This article proposes two complementary roles for generative artificial intelligence (GenAI), implemented in a constrained, pedagogically governed manner, to support peer feedback on speaking in English as a foreign or second language (EFL/ESL). The proposal addresses two persistent challenges documented in peer assessment research: the variable quality of comments that students provide (Cheng & Warren, 2005; De Grez et al., 2012) and the difficulty speakers face in processing and acting on multiple, sometimes contradictory peer messages (Jonsson, 2013; Winstone et al., 2017). The first role for GenAI is as Trainer, which is intended to support students to give more specific, criterion-referenced peer feedback. The second role is as Synthesizer, which is intended to support recipients in interpreting multiple peer comments and identifying priorities for action. The mechanisms through which these two roles operate are developed in Section 3. Together, they target the twin bottlenecks of peer feedback production and uptake.

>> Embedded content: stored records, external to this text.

PR #6166, opened 2023-10-12
fix(turborepo): Only use sccache in Vercel repo

NicholasLYang:
### Description

We now use sccache with s3 in our builds, but that doesn't work on forks because they don't get access to our s3 credentials. This disables sccache on forks.

### Testing Instructions
This PR is from a fork so it should test the logic

Closes TURBO-1459

### DIFF
--- a/.github/workflows/test.yml
+++ b/.github/workflows/test.yml
@@ -236,15 +236,6 @@ jobs:
         env:
           SCCACHE_BUCKET: turborepo-sccache
           SCCACHE_REGION: us-east-2
-          RUSTC_WRAPPER: "sccache"
-          CARGO_INCREMENTAL: 0
-          AWS_ACCESS_KEY_ID: ${{ secrets.AWS_ACCESS_KEY_ID }}
-          AWS_SECRET_ACCESS_KEY: ${{ secrets.AWS_SECRET_ACCESS_KEY }}
-
-      - run: turbo run build --filter=cli --color --env-mode=strict --token=${{ secrets.TURBO_TOKEN }} --team=${{ vars.TURBO_TEAM }}
-        env:
-          SCCACHE_BUCKET: turborepo-sccache
-          SCCACHE_REGION: us-east-2
           # Only use sccache if we're in the Vercel repo.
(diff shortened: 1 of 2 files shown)


.github/workflows/test.yml
```diff
@@ -241,9 +241,20 @@ jobs:
...
 
+      - run: turbo run build --filter=cli --color --env-mode=strict --token=${{ secrets.TURBO_TOKEN }} --team=${{ vars.TURBO_TEAM }}
+        env:
+          SCCACHE_BUCKET: turborepo-sccache
+          SCCACHE_REGION: us-east-2
+          # Only use sccache if we're in the Vercel repo.
+          RUSTC_WRAPPER: ${{ !github.event.pull_request.head.repo.fork && "sccache" || "" }}
+          CARGO_INCREMENTAL: 0
+          AWS_ACCESS_KEY_ID: ${{ secrets.AWS_ACCESS_KEY_ID }}
+          AWS_SECRET_ACCESS_KEY: ${{ secrets.AWS_SECRET_ACCESS_KEY }}
```
mehulkar, line 252: Is the whole block supposed to be duplicated or did you just mean to add the conditional to the block above? Seems like this will run the build twice

NicholasLYang: whoops yeah, removed

.github/workflows/test.yml
```diff
@@ -236,14 +236,16 @@ jobs:
         env:
           SCCACHE_BUCKET: turborepo-sccache
           SCCACHE_REGION: us-east-2
-          RUSTC_WRAPPER: "sccache"
+          # Only use sccache if we're in the Vercel repo.
+          RUSTC_WRAPPER: ${{ !github.event.pull_request.head.repo.fork && "sccache" || "" }}
```
chris-olszewski, line 240: GH Actions apparently doesn't like double quotes:
> Wrapping with double quotes (") will throw an error.


[source](https://docs.github.com/en/actions/learn-github-actions/expressions#literals)
```suggestion
          RUSTC_WRAPPER: ${{ !github.event.pull_request.head.repo.fork && 'sccache' || '' }}
```

mehulkar (approved):
✔️  other than the quoting issue chris mentioned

Our proposal builds on research showing that feedback promotes learning when it is clear, purposeful, and actionable (Hattie & Timperley, 2007; Shute, 2008; Wisniewski et al., 2020). Among formative feedback approaches, peer feedback is a well-established and effective method that can promote evaluative judgment, engagement, and achievement (K. Topping, 1998). In EFL/ESL higher education, peer feedback is integral to formative assessment and learner agency (Double et al., 2020; Yeh et al., 2019). However, when the target performance is oral, such as in performative speaking tasks, peer feedback often exhibits problems on both the production and uptake sides that weaken its formative promise in speaking classes. On the production side, comments can be generic, thinly justified, or misaligned with task criteria (Cheng & Warren, 2005; De Grez et al., 2012). On the uptake side, speakers may face cognitive overload when interpreting multiple, sometimes contradictory, peer messages into concrete revisions for their next performance (Jonsson, 2013; Winstone et al., 2017). This conceptual proposal is intended to help students benefit more fully from peer review in speaking classes by providing scaffolded support for both the production and uptake of feedback.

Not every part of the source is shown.